The young shoots and the tender leaves are sometimes used as food in some countries of the Mediterranean region. These are considered edible raw before the plant flowers and can be used in salads. The older leaves are usually eaten boiled or fried, sauteed with garlic or in omelettes.

===Crete and Cyprus===
In Crete it is called agriopapoula (αγριοπάπουλα) and its leaves and tender shoots are eaten browned in olive oil.

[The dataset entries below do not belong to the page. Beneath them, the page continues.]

PR #300, opened 2022-09-12
RFC: Component interface

Princesseuh:
- Start Date: 2022-09-12
- Status: Draft

## Summary

Introduces a new interface called "Component" that is used to describe components. This unlocks the following benefits:

- Ability to document components
- (Future) Ability to type slots and possibly other things an Astro component could need in the future in one consolidated interface

## Links

- [Full Rendered Proposal](https://github.com/withastro/rfcs/blob/44eec52b148e57b0639fc7746a47f9eaa2819b73/proposals/component-interface.md)

### DIFF
--- a/proposals/0026-component-interface.md
+++ b/proposals/0026-component-interface.md
@@ -15,7 +15,7 @@ This proposal introduces a new interface called "Component" that is used to desc
 ---
 /**
  * @name Button
- * 
+ *
  * My super button
 */
 interface Component {
@@ -60,7 +60,7 @@ Together, this would create the following signature:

In Cyprus it is very widely eaten, so much so that in recent years it has once again been cultivated and sold in shops in bunches. Two of the common Cypriot names are strouthouthkia (στρουθούθκια; /[stru'θuθca]/) and tsakrithkia (τσακρίδκια; /[t͡sa'kriðca]/).

===Italy===
In Italy the leaves of this plant may be used as an ingredient in risotto. It is commonly known as sculpit, stridolo or by the obsolete scientific name Silene inflata, as well as s-ciopetin, grixol in Veneto and nenkuz or sclopit in Friuli and cojet in Piedmont.

===Spain===
In the La Mancha region of Spain, where S. vulgaris leaves are valued as a green vegetable, there used to be people known as collejeros who picked and sold these plants. Leaves are small and narrow so it takes many plants to obtain a sizeable amount.

In La Mancha, the leaves, locally known as collejas, were mainly used to prepare gazpacho viudo (widower gazpacho), consisting of flatbread known as tortas de gazpacho and a stew prepared with 'the leaves. Other dishes prepared with these leaves in Spain include potaje de garbanzos y collejas, huevos revueltos con collejas and arroz con collejas.